About this task :: Below are the records; give the number of lines in them that include the word "efficient", and nothing more.

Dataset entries
══════════════════════════════

PR #1130, opened 2024-01-16
Tp2000 652  force rule check after real edit

a-gleeson:
# TP2000-652 force rule check after real edit

## Why
Successful business rule checks on a workbasket are currently valid for as long as the head transaction of the workbasket is equal to (actually less than or equal in Tamato’s code) the transaction check. As soon as a new transaction is created in a workbasket, it is ahead of the last transaction check and so becomes invalid.

However, real edits do not create new transactions, but instead update them. This could allow hidden invalid workbaskets should an edit cause a change that would otherwise cause a business rule to fail.

## What
- add TimestampedMixin to TransactionCheck
- add TimestampedMixin to TrackedModel
- data migration for TransactionCheck which takes the TrackedModelCheck timestamps to set TransactionCheck timestamps
- data migration for TrackedModel which takes the Transaction timestamp to set TrackedModel timestamps
- updated unchecked_or_errored_transactions to check that the TransactionCheck is created after the last TrackedModel in the workbasket was updated. (A real edit)
- unit tests for a real edit
- unit tests for data migrations

## Checklist
- Requires migrations? - Yes
- Requires dependency updates?


checks/tests/test_migrations.py
```diff
@@ -0,0 +1,60 @@
+# test transaction checks
+
+# create tracked model, transaction, workbasket, tracked model check and transaction check
+# create a workbasket in published, editing, queued
+# apply 0006
+# check transaction check datetime
+# apply 0007
+# check transaction check incompletful, unsuccessful and equal to tracked model checl
```
paulpepper-trade, line 8: An old todo list?

common/migrations/0009_set_tracked_model_datetime.py
```diff
@@ -0,0 +1,32 @@
...
+from django.db import migrations
+from django.db.transaction import atomic
+
+
+@atomic
+def generate_timestamps(apps, schema_editor):
+    TrackedModel = apps.get_model("common", "trackedmodel")
+    all_models = TrackedModel.objects.select_related("transaction").all()
+    paginator = Paginator(all_models, settings.DATA_MIGRATION_BATCH_SIZE)
+    print(f"Total: {paginator.num_pages}")
```
paulpepper-trade, line 14: Could the prints be replaced by log output to allow some control over it?

checks/tests/test_migrations.py
```diff
@@ -0,0 +1,60 @@
...
+    )
+    from common.models import TrackedModel
+
+    tracked_models = TrackedModel.objects.all()
+    for tracked_model in tracked_models:
+        print(tracked_model.name)
+
+    transaction_check = TransactionCheck.objects.get(
+        pk=tracked_model_check_1.transaction_check.transaction.pk,
+    )
```
paulpepper-trade, line 45: Hangover debug code?

workbaskets/models.py
```diff
@@ -619,15 +620,22 @@ def delete_checks(self):
 
     @property
     def unchecked_or_errored_transactions(self):
```
paulpepper-trade, line 622: It may be worth adding a docstring to this function now that logic is a bit more involved. A high-level account of how `Transaction` and now `TrackedModel` play their parts in invalidating business rule checks?

common/migrations/0009_set_tracked_model_datetime.py
```diff
@@ -0,0 +1,32 @@
...
+    for page_num in range(1, paginator.num_pages + 1):
+        print(f"number {page_num}")
```
paulpepper-trade, line 16: Log for print?

paulpepper-trade (approved):

workbaskets/models.py
a-gleeson: good shout

checks/tests/test_migrations.py
a-gleeson: good catch, debugging from this morning :)

PR #1134, opened 2024-01-17
feat: invoke UI changes to reports and create new URL path to handle reports with multiple tabs

nboyse:
# TP2000-169 - Invoke UI changes to various reports

## Why

After review by our UI designer, there are a few changes that need to be made to the way we are rendering our reports, i.e. description updates, remove the "type" of report and make it explicit through the description and change spacing/layout of buttons.

In par with this PR, I also realised that the export_to_csv functionality will not work as expected when tabs have been invoked in specific reports. 
## What

Description of reports have been updated, CSV button has been moved to float right, new endpoint has been created for the CSV button to handle multiple tabs and in relation to this had to write some JS as we can't access the fragment with anything django request-y related (as its hardcoded backend from load and not working with present data).

### DIFF
--- a/reports/jinja2/generics/table.jinja
+++ b/reports/jinja2/generics/table.jinja
@@ -27,7 +27,7 @@
     </ul>
     <div class="govuk-tabs__panel" id="{{ report.tab_name | replace(' ', '_') | lower }}">
         <h2 class="govuk-heading-l">{{ report.tab_name }}</h2>
-            <a id="exportToCSVLink" class="govuk-button" style="float:right; margin-top:-70px" href="{{ url("reports:export_report_to_csv", kwargs={"report_slug": report.slug() }) }}">Export to CSV</a>
+            <a id="exportToCSVLink{{report.tab_name | replace(' ', '_') | lower}}" class="govuk-button report-button-inline" href="{{ url("reports:export_report_to_csv", kwargs={"report_slug": report.slug() }) }}">Export to CSV</a>
         {{ govukTable({
         "head": report.headers(),
         "rows": report.rows()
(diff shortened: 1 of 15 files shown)


reports/jinja2/reports/report_table.jinja
```diff
@@ -9,15 +9,42 @@
...
+window.onhashchange = initialisePage;
+</script>
+
     <h1 class="govuk-heading-xl govuk-!-margin-bottom-3">
         Report: {{ report.name }}        
     </h1>
-                    <a class="govuk-button" href="{{ url("reports:export_report_to_csv", kwargs={"report_slug": report.slug()}) }}">Export to CSV</a>
-    <span class="govuk-caption-xl govuk-!-margin-bottom-9">Table</span>
+
+    <a id="exportToCSVLink" class="govuk-button govuk-!-margin-bottom-0" style="float:right" href="{{ url("reports:export_report_to_csv", kwargs={"report_slug": report.slug()}) }}">Export to CSV</a>
```
eadpearce, line 42: Wasn't sure what was going on with this so I had a play around in my local env. You could avoid needing to use JS to change the href by moving the button inside the tab content. As it is now, this button feels to me like it should export the data from all the tabs below it since it's at the very top of the page. Might be a thing to go over with user research/design though

reports/jinja2/generics/table.jinja
```diff
@@ -27,27 +27,33 @@
     </ul>
     <div class="govuk-tabs__panel" id="{{ report.tab_name | replace(' ', '_') | lower }}">
         <h2 class="govuk-heading-l">{{ report.tab_name }}</h2>
+            <a id="exportToCSVLink" class="govuk-button" style="float:right; margin-top:-70px" href="{{ url("reports:export_report_to_csv", kwargs={"report_slug": report.slug() }) }}">Export to CSV</a>
```
eadpearce, line 30: Since all these buttons have the same styling it's probably better to make a CSS class instead of using inline styles. Keeps all our styling in one place too

eadpearce: Also these links should have different IDs. Could namespace them by tab name

eadpearce (changes requested):
couple small things

eadpearce (approved):

PR #1137, opened 2024-01-22
TP2000-1185  Add maintenance mode

mattjamc:
# TP2000-1185 Add maintenance mode

## Why

Some types of application update require that TAP is out of action for a short period of time - or at least, no data should be changed during that time. A means of preventing active user interfaction with the service should provided, while also showing an informative message.

## What

This PR:
- adds ENV variable for MAINTENANCE_MODE to be set to True whenever we need to take TAP down temporarily
- adds a url/template and view for a page letting users know TAP is down for maintenance (following [GDS guidelines](https://design-system.service.gov.uk/patterns/service-unavailable-pages/))
- adds middleware to check the maintenance mode variable and redirect accordingly
- conditionally removes middleware that might write to the database during maintenance mode as well as the admin app
- adds tests for the maintenance mode redirect and page content
- updates incorrect contact us links on the 403 and 500 error pages

image


common/urls.py
```diff
@@ -26,4 +26,5 @@
     path("login", views.LoginView.as_view(), name="login"),
     path("logout", views.LogoutView.as_view(), name="logout"),
     path("api-auth/", include("rest_framework.urls")),
+    path("503/", views.maintenance, name="maintenance"),
```
paulpepper-trade, line 29: I don't think the maintenance page should be displayed for 503 HTTP responses - 500-series responses being error response. Although the service will be unavailable, it would be intentionally so and not because of an error.

Would it be preferable to have the maintenance page located at a URL route of "/maintenance/" or simiar, so that we can distinguish between a real 503 and maintenance mode.

common/views.py
```diff
@@ -464,5 +464,9 @@ def handler500(request, *args, **kwargs):
     return TemplateResponse(request=request, template="common/500.jinja", status=500)
 
 
+def maintenance(request, *args, **kwargs):
+    return TemplateResponse(request=request, template="common/503.jinja", status=503)
```
paulpepper-trade, line 468: Ditto comment above about 503 being reserved for error rather than intended maintenance activity - the service is still available, you just can't do a great deal with it!

paulpepper-trade (changes requested):

paulpepper-trade (approved):

Issue #336, opened 2021-02-04
M4d-controller changes to support  the ability of modules to send requests to Vault 


revit13:
This is part of the first milestone described in https://github.com/IBM/the-mesh-for-data/issues/140.
It described the changes needed in the M4d-controller to support the ability of modules to send requests to Vault.

It includes:
- Adding new field to ClusterMetadata structure which is called VaultAuthPath to hold auth path needed for the modules in a cluster to use to authenticate to vault.
- Adding a new field to the Blueprint DataStore field, similar to the CredentialLocation field, to hold information needed for the modules to connect directly to Vault. (it will contain the auth path retrieved from the new field in ClusterMetadata structure described above.
- Preserve the ability of the modules to access Vault using the existing implementation of the secret-provider.

PR #361, opened 2021-02-11
Manager changes to support the ability of modules to send requests to…

revit13:
This patch implements adds support in the manager to allow modules to get datasets credentials directly from Vault instead of the secret provider as described in https://github.com/IBM/the-mesh-for-data/issues/336.
It does not change the existing credentialLocation field that is passed to the modules to access the datasets credentials using the secret-provider.

The patch was tested in a single cluster setup with the following modules:
- Arrow flight module which includes the changes to access Vault directly to retrieve the datasets credentials.
- Copy module which retrieves the datasets credentials using secretProvider.


manager/config/integration-tests/deployment_configmap.yaml
```diff
@@ -24,13 +24,14 @@ data:
   #EXTENSIONS_POLICY_MANAGER_NAME: "OPA"
 
   #internal vault related variables
-  VAULT_ADDRESS: "http://vault:8200/"
+  VAULT_ADDRESS: "http://vault.m4d-system:8200/"
```
shlomitk1, line 27: I don't see here any cluster reference. Does this address work when connecting from another cluster?

manager/controllers/app/moduleinstance.go
```diff
@@ -277,6 +289,9 @@ func (m *ModuleManager) SelectModuleInstances(item modules.DataInfo, appContext
 			m.Log.Info("Allocation failed: " + err.Error())
 			return instances, err
 		}
+                copyCluster, vaultAuthMethod, err := copySelector.SelectCluster(item, m.Clusters)
```
shlomitk1, line 292: 1. Why moved here? The err value is not checked.
2. vaultAuthMethod should not be returned by SelectCluster. Once you have a cluster, you can iterate over clusters to get its property.

manager/controllers/app/moduleinstance.go
```diff
@@ -311,6 +325,8 @@ func (m *ModuleManager) SelectModuleInstances(item modules.DataInfo, appContext
 		if err != nil {
 			return instances, err
 		}
+		readCluster, vaultAuthMethod, err := readSelector.SelectCluster(item, m.Clusters)
```
shlomitk1, line 328: Same here. Use readCluster to get other properties.

manager/controllers/app/moduleinstance.go
revit13: It is moved before the module arguments are set. I'll add a check and iteration.

manager/config/integration-tests/deployment_configmap.yaml
revit13: In deployment mode of multi-cluster setup this address should be the address of the Ingress to Vault. So it should be set based on how the clusters were configured - the Ingress/Route address for multi-cluster (we do not need Ingress in single cluster) and for single cluster vault.m4d-system is enough. I will need to clarify that in the the documentation.

manager/controllers/app/moduleinstance.go
revit13: OK, tnx

shlomitk1 (approved):

manager/config/crd/bases/app.m4d.ibm.com_blueprints.yaml
```diff
@@ -68,10 +68,32 @@ spec:
                                   format:
                                     description: Format represents data format (e.g. parquet) as received from catalog connectors
                                     type: string
+                                  vault:
```
ronenkat, line 71: Should Vault or all the fields should repeat for each action in the blueprint? could some part be factored out?

ronenkat (commented):
We should see if there is a more efficient way to encode how we use Vault.
Should we use "Vault" in the manager code? or should we use the term CredentialStore (or equivalent)?
I am not sure we should embed the implementation details into the CRD and manager, but the concepts, using terms like CredentialStore or Credential Manager.
@roee88 @froesef opinions?

manager/config/crd/bases/app.m4d.ibm.com_blueprints.yaml
froesef: The `authPath` should be different for every cluster. The `address` will probably be the same for each cluster. I'm not sure how we will configure `role`. But the `role` and `secretPath` might be the changing factor per blueprint.

froesef:
> We should see if there is a more efficient way to encode how we use Vault.
> Should we use "Vault" in the manager code? or should we use the term CredentialStore (or equivalent)?
> I am not sure we should embed the implementation details into the CRD and manager, but the concepts, using terms like CredentialStore or Credential Manager.
> @roee88 @froesef opinions?

I think using the term "vault" in the `Blueprint` is fine. The `Blueprint` CRD is pretty much an internal CRD anyways that will not be used by end users but more by developers debugging things. Thus I see it more as an implementation detail itself. Calling it credentials manager might be even misleading as the concepts that we're using here with `authPath`, `secretPath` etc are very much tailored towards vault.

manager/config/crd/bases/app.m4d.ibm.com_blueprints.yaml
roee88: I can see a far future where the address is different (e.g., when using on-prem vaults). Anyway, for what we have defined we can move address, authPath, and role one level up. Not sure if that's that important though. It should be decided by what sounds more convenient for module developers @cdoron

roee88 (approved):
As discussed, in the future move VaultAuthPath out of cluster-metadata

pkg/multicluster/razee/razee_cluster_manager.go
```diff
@@ -316,35 +319,57 @@ func channelName(cluster string, name string) string {
...
-	localAuth := &LocalAuthClient{
-		url:      url,
-		login:    login,
-		password: password,
-		token:    "",
+func NewRazeeManager(url string, login string, password string) (multicluster.ClusterManager, error) {
+	localAuth, err := local.NewClient(url, login, password)
+	if err != nil {
+		return nil, err
 	}
```
revit13, line 326: @froesef I'm not sure why this code is marked as changed as its already in master.

froesef (approved):

manager/config/crd/bases/app.m4d.ibm.com_blueprints.yaml
the-mesh-for-data: @roee88 : I think we could keep the current configuration as is, especially if this may also be the way to go for the "far future". We could always re-examine this approach if needed.

ronenkat (approved):

PR #363, opened 2021-02-11
Fix bug when running "make test" on os x

### LINKED ISSUE #216: test: vault connector errors on Mac

froesef:
Somehow during the merge of the mod files this bug snuck in again. 
@hunchback actually solved it some months ago in #217.

Fixes #216


roee88 (approved):
I assume that it persist after go mod tidy (since the original fix did and it's the same). What do you think od adding a check to the CI to ensure that it builds both on Linux and Mac? (Like they did in kubernetes/release)

froesef:
> I assume that it persist after go mod tidy (since the original fix did and it's the same). What do you think of adding a check to the CI to ensure that it builds both on Linux and Mac? (Like they did in kubernetes/release)

Yes. That might make sense. Although that could increase the CI runtime quite a bit. (depending if we only run `make verify` and `make test` or if we also run all the integration tests. (Which would basically test if kind/docker etc also runs on os x. So this might be obsolete.)

roee88:
@froesef I didn't mean to run anything on mac, just go build with GOOS=darwin. See https://github.com/kubernetes/release/pull/1863.

Issue #304, opened 2021-01-26
Minimize RBAC requirements


roee88:
Currently the manger requires cluster admin RBAC on all resource types (`*` on all). With the move to a single namespace for blueprints we can minimize this requirement. This issue is for making the blueprint controller namespace scoped and removing all unnecessary RBAC.

roee88:
Also need by default to have the vault secrets plugin bound to just m4d-system, with instructions to manually add other namespaces / make it cluster scoped.

roee88:
Depends on https://github.com/mesh-for-data/mesh-for-data/issues/671

roee88:
clusterScoped=false flag achieves this now

PR #368, opened 2021-02-14
rbac: removed kubebuilder:rbac markers

roee88:
Part of #348 

Source of truth is the RBAC files in config and once the move to Helm is complete then it charts. Does not include a fix for #304.


froesef:
I think you should also remove the `rbac:roleName=manager-role` part of the manifests target in the manager Makefile to make sure that the current roles in config are not overwritten.

froesef (approved):

PR #369, opened 2021-02-14
Gui update to support ingest flow

simanadler:
Addresses GUI associated with [Issue 221](https://github.com/IBM/the-mesh-for-data/issues/221)

Changes made:
* Compatible with updated version of M4DApplication that added ingest flow capabilities (already in master)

══════════════════════════════

Response to the task :: 2